Alternatively, if tags are applied to references (eg, a0, a1, a2, and a3), all of the references are merged (in the same equality set) by the end of the code

Maintaining tracking information for each value

We have assumed that we can add extra information (a union-find tag, or a list of variables) to each value computed by a program.

For objects, this is easy: place the information in a field, or create a separate table mapping objects to the tracked information could be used. In both approaches, the tracked information goes away when the object is garbage-collected -- so long as the separate table uses weakly held keys, as Java's WeakHashMap does. (Likewise, union-find data structures permit elements to be added and removed at will, and this will be done automatically by the garbage collector.)

Adding extra information to a primitive value is more involved. One approach is to convert all primitives to wrappers (e.g., int becomes Integer) and treat them like other objects.

A more efficient implementation is to create a shadow variable for each variable of primitive type. For every operation on the real variable, the instrumenter inserts corresponding operations on the shadow variable.

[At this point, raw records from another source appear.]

PR #3408, opened 2018-02-22
Add downloads example

domoritz:


domoritz:
Hmm, right. We need argmax, I believe. It probably also doesn't make sense to show the downloads for the ongoing month. Maybe we can filter that out somehow. I will wait for argmax to ship before fixing this.

domoritz:
Maybe something like https://twitter.com/domoritz/status/968912322583412736 is more appropriate.

site/examples/index.md
```diff
@@ -37,4 +37,6 @@ Here we list great examples of Vega-Lite visualizations that were created by the
 * [Horizontal Stacked Bar Chart with Labels](https://bl.ocks.org/pratapvardhan/00800a4981d43a84efdba0c4cf8ee2e1) by @pratapvardhan
 * [Interactive stacked time-series](https://bl.ocks.org/jakevdp/1643ebb6853e76c32e47a969f415f3ea) by @jakevdp
 * [Bicycle Count Time-series with Dynamic Scale](https://bl.ocks.org/jakevdp/b511d09ed4e2797234bd6236d7b428f7) by @jakevdp
+* [Vega-Lite downloads](https://bl.ocks.org/domoritz/81008b55ae2e2649eb42f600440f87d2) by @domoritz
+* [Multi-Line Tooltip](https://bl.ocks.org/jakevdp/a414950f61e4b224765f2439dd1f09b9) by @jakevdp
```
kanitw: Why adding multi-line tooltip back?

domoritz: Ups

Issue #5478, opened 2019-10-16
Chrome not rendering marks in vega-lite editor


lelandwilkinson:
Using Google Chrome browser (up to date and refreshed)
Version 77.0.3865.120 (Official Build) (64-bit)

This picture shows the problem. This example was taken from 
https://vega.github.io/vega-lite/examples/point_2d.html

Works fine in Safari. Same problem rendering SVG or Canvas

![image](https://user-images.githubusercontent.com/19478753/66932705-a1b0e580-effd-11e9-88c3-741934998087.png)

domoritz:
The example at https://vega.github.io/editor/#/examples/vega-lite/point_2d works for me. Can you try to clear your cache with SHIFT + CMD + R?

<img width="438" alt="Screen Shot 2019-10-16 at 08 56 26" src="https://user-images.githubusercontent.com/589034/66936624-e1260480-eff2-11e9-83c0-efeebc93ed7e.png">

domoritz:
It was probably some version mismatch in a cached version of some file on the page. I'm glad we could resolve it. 

Happy plotting!

gordonwoodhull:
I have found that sometimes my last-edited spec gets "stuck" in the editor, so it's not parsing/viewing the same thing I asked for. 

In fact, this happened to me when clicking the above link - I got parsing errors on a spec I was looking at earlier and the page didn't display at all, due to an error in error handling.

You can clear the editor state in DevTools Application/Local Storage. Select "redux" and press <kbd>delete</kbd>

lelandwilkinson:
Nope. I even tried "Clear Site Data"  However, going back to 
https://vega.github.io/vega-lite-v1/examples/ <https://vega.github.io/vega-lite-v1/examples/>
and clicking on the scatterplot example launches
https://vega.github.io/vega-editor/?mode=vega-lite&spec=scatter <https://vega.github.io/vega-editor/?mode=vega-lite&spec=scatter>

and it renders just fine. But if I click on the "new editor" link at the top of the page and paste in the same JSON, it fails to render the marks again.

I think you're right that it has something to do with caching, but I'll have to investigate in more detail.

Thx,
L

domoritz:
That's odd. Can you try to open the editor in incognito mode? You can also go to https://vega.github.io/editor/#/reset to reset the saved state.

Could there be an extension that blocks some data (such as an adblocker)?

[...]

PR #5676, opened 2019-12-14
support arc mark 

kanitw:
This is an early stage of the arc mark implementation that I did on the flight. 
It's working!  But still need to make some decisions on the syntax. 

I currently introduced 4 new channels: `angle`, `angle2`, `radius` (for `outerRadius`) and `radius2` (for `innerRadius`).

Note that this diverges from Vega, which uses `start/endAngle` and `inner/outerRadius`. 
This syntax is consistently with the rest of VL (x/x2, lat/lat2).  
Plus, in Vega, innerRadius can actually be larger than outerRadius, so the words for inner/outer doesn't really mean much. (@jheer seemed to approved this direction when I last chatted to him about arc mark.) 

However, this syntax is still quite problematic in a few ways.

## 1) Angle 

As I consider only the arc marks to begin with, I call the channel angle instead of theta as it's a bit more friendly to lay people.  (Angle and radius go together better as `theta` normally goes with `r` or `rho`.) 

Angle is totally fine for arc marks alone.  However, the name `angle` would not work if we want to consistently apply this to text marks and allow layer encoding shorthand like this:

```
{
  "data": {
    "values": [
      {"id": 1, "field": 4},
      {"id": 2, "field": 6},
      ...
    ]
  },
  "encoding": {
    "angle": {"field": "field", "type": "quantitative"},
    "color": {"field": "id", "type": "nominal"}
  },
  "layer": [
    {"mark": "arc"},
    {"mark": "text", radiusOffset: 50}
  ]
}
```

The reason is that text already has `angle` for rotation angle in Vega.
Vega instead [uses `theta` for this polar coordinate angle](https://vega.github.io/vega/examples/radial-plot/).

This means that we can't use the spec above (as angle will actually rotate the text, not placing it at the right location). 

To avoid this problem, I'm leaning towards calling this pair of channels for arc marks `theta` and `theta2` in Vega-Lite too.  This means that we can do the spec above (just change `angle` to `theta`). 

If we agree to do so, we still need to decide what to do when users specify arc marks with `angle` (which will be available as a channel via autocompletion). 

To summarize, here are our options

- 1a) Call the channel `theta`. Ignore `angle` for arc marks.

- 1b) Call the channel `theta`. Automatically rename `angle` to `theta` and throw a warning that it's called theta for arc marks.

- 1c) Call the channel `theta`. Allow `angle` as an alias, but still advertise `theta` as the primary way since `theta` would work with text.

- 1d) Call the channel `angle`.  If users want to label, too bad they can't use the layer encoding shorthand. 

I'm leaning toward either 1b or 1c and slightly prefer 1c. 

## 2) Radius 

Calling the channels `radius` and `radius2` is probably the right things for a few reasons:

1. Consistent with other channels in VL that has the main and secondary ones (e.g., x/x2)
2. inner/outer doesn't really mean much as described
3. text marks also call this `radius`, so this would work great with layer encoding shorthand

If user only specifies one `radius` without `radius2`, I think users would mean the `outerRadius` in general.  

However, to create a donut chart, this means we have to set `radius2` alone:

```
{
  "data": {
    "values": [
      {"id": 1, "field": 4},
      {"id": 2, "field": 6},
      ...
    ]
  },
  "mark": {"type": "arc", "radius2": 50},
  "encoding": {
    "angle": {"field": "field", "type": "quantitative"},
    "color": {"field": "id", "type": "nominal"}
  }
}
```

Note that we set the default `radius` to be `min(width/height)/2`, so it's a bit awkward to manually set the number for radius if we only want to adjust `innerRadius`. 

Plus, Vega config would still have `innerRadius` and `outerRadius`.

I'm pretty still convinced that `radius` and `radius2` should stay (given the reasons above). 

The question is whether we allow `innerRadius` and `outerRadius` as aliases for `radius2` and `radius` at all.  

I know aliases are annoying, but we're in a situation where it's at at least always available in config anyway, so we might as well make donut spec looks a bit cleaner like this: `"mark": {"type": "arc", "innerRadius": 50},`

cc: @donghaoren @domoritz @jheer @jakevdp @haldenl @arvind -- if you have time, let me know what you think.


lelandwilkinson:
One thing I worry about when designing a new feature for a system is whether it will come back to haunt us when we discover it is an instance of a more general feature and will force massive refactoring to implement the more general feature. I don't think this will happen with arc mark, even though you know I've advocated going more vigorously into non-rectangular coordinate systems. Also, I'm sure you know, I spent a lot of effort trying to minimize the number of marks in GG because I hate redundancy and love expressiveness in software design. But I trust your instincts and expect arc mark might later generalize in a simple way. Do keep in mind, also, that annotations and decorations (axes, labels, legends, ...) are critical in many applications and among the most difficult things to implement in different coordinate systems. I'm sure that everyone who gets into graphics below a surface level, like all of you, have run into that problem.

lelandwilkinson:
Forgive me for a tangential comment, but I've heard a few opinions here about pie charts that are unsupportable. Statisticians (and designers like Tufte) rant about pie charts and their negativism creeps into blogs that users take for gospel. These rants are not based on solid psychological research and they are made by people who have no training in psychology. Allow me a story.

Some years ago I spoke to a committee at the National Academy on statistical graphics. Bill Cleveland couldn't make it and asked me to fill in. So I summarized the Cleveland research and other psychological experiments on perception of statistical graphics. As I belittled pie charts (based on Cleveland's finding regarding angles), a member interrupted me. "That judgment isn't supported by what we know about perception." 

The person was John Swets. 

I was taken aback, and went home to look more widely at the evidence. Here it is, including more recent studies:

Simkin, D., & Hastie, R. (1987). An Information-Processing Analysis of Graph Perception. Journal of the American Statistical Association, 82(398), 454

Hollands, J.G., and Spence, I. (1998). Judging proportion with graphs: The summation model. Applied Cognitive Psychology, 12, 173-190. 

Lewandowsky and Spence (1998). The perception of statistical graphs. Sociological Methods and Research, 18. 200-242.

Spence, Ian (1990). Visual psychophysics of simple graphical elements. Journal of Experimental Psychology: Human Perception and Performance, 16, 683-692. 

Spence, Ian, and Lewandowsky, Stephan (1991). Displaying proportions and percentages. Applied Cognitive Psychology, 5, 61–77.

Spence, Ian (2005). No Humble Pie: The Origins and Usage of a Statistical Chart. Journal of Educational and Behavioral Statistics, 30, No. 4, pp. 353–368. 

These researchers are experts in perception and cognition. Bottom line: Swets was right. For accurate judgments on proportion-of-whole data, pie charts are preferred to divided bars and other rectangular representations as long as there aren't more than about 7 categories. Furthermore, as Rob Kosara (not a psychologist, but a damn good researcher on graphic perception) has shown in several studies, pie slices are judged by area, not angle. See here for a summary if you're not familiar with this research:

https://eagereyes.org/pie-charts

How can we get ordinary users to pay attention to this research instead of citing sources who have no expertise in this area? Well, you are thought leaders on visualization so it starts with you. I stole some of your Github space because I don't know anywhere else where people care as much about visualization. Thanks.

donghaoren:
In my mental model, the polar coordinate system is implicitly triggered when we use `theta` and `radius` channels.

What happens to other marks, like `rect`, `line`, `area`, `rule`, `tick`, `text`, and composite marks like `boxplot`? Should we use the same morphing mechanism as rect -> arc (i.e., a horizontal line/rule becomes an arc)?  Should there be an option to enable / disable morphing?

Weather Radials (http://www.weather-radials.com/) is a good example of `rule` and `point` marks in polar coordinates.

For a text marks, should it be upright or rotate according to its `theta`? Should we allow people to have text along the circle?

What should `x`, `y` encoding do when polar coordinates is used? Perhaps they should be disabled, but I can see cases where you want to put labels at a specific (x, y) location (i.e., top-left of the chart).

ghalimi:
An arc mark is required to implement support for [circos charts](http://circos.ca/), and these are superior to any known alternative for a wide range of applications. I cannot wait to use this mark with Vega-Lite. Great work @kanitw!

kanitw:
@lelandwilkinson  Thanks for your comment. I think one of the best way to include these references is to include them in our documentation. We'll do that before merging this PR.

> Also, I'm sure you know, I spent a lot of effort trying to minimize the number of marks in GG because I hate redundancy and love expressiveness in software design.

Definitely.  That's why we try to make sure we can re-use marks like area (unlike ggplot2 that has area and ribbon).

kanitw:
> What happens to other marks, like rect, line, area, rule, tick, text, and composite marks like boxplot? Should we use the same morphing mechanism as rect -> arc (i.e., a horizontal line/rule becomes an arc)? Should there be an option to enable / disable morphing?

By using `theta`, `radius` channel, we can make these behaviors like you suggests in the future.  
However, implementing such behavior is beyond the scope of this PR.  (At least, we need to add such support in Vega first.) 


> For a text marks, should it be upright or rotate according to its theta? Should we allow people to have text along the circle?

As mentioned above:  "text already has angle for rotation angle in Vega.
Vega instead uses theta for this polar coordinate angle."


> What should x, y encoding do when polar coordinates is used? Perhaps they should be disabled, but I can see cases where you want to put labels at a specific (x, y) location (i.e., top-left of the chart).

They will be combined (added as offset).  I don't think they should be disabled as you might want to place arcs at different cartesian coordinates. For example, one can make symbol map with pies like this:

image

marcprux:
We're very excited to finally get arc marks! Is there anything I can do to help move this draft PR forward?

kanitw:
Closing as this be replaced with #6201.

lelandwilkinson:
I've lost the issue on github, but I thought you might want to know that the problem I reported with the vega-lite editor not rendering properly on my version of the Chrome browser went away when I updated Chrome recently to Version 83.0.4103.116 (Official Build) (64-bit).

Sorry I can't be more specific, because it was a while ago and I can't see any issues on github now with Chrome. Maybe Google changed something.

Best,
Lee Wilkinson

clemens-tolboom:
Guess it was https://github.com/vega/vega-lite/issues/5478 as it was the only on on https://github.com/lelandwilkinson?tab=overview&from=2019-12-01&to=2019-12-31 :-p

In the context of the Java Virtual Machine, an elegant implementation of the shadow variables is to maintain a shadow stack. For each primitive value on the main stack, the shadow stack contains its tracked information. Whenever a primitive value is pushed onto the main stack (for any reason), its tracked information is pushed onto the shadow stack. Because procedure call and return use the stack, the tracked information accompanies primitives automatically, without any special mechanism. The same is true for intermediate results of computations, like "(a+b)*c".

Issues/Questions

Which definition of comparability - abstract data type or bidirectional dataflow reachability is more appropriate for our purposes?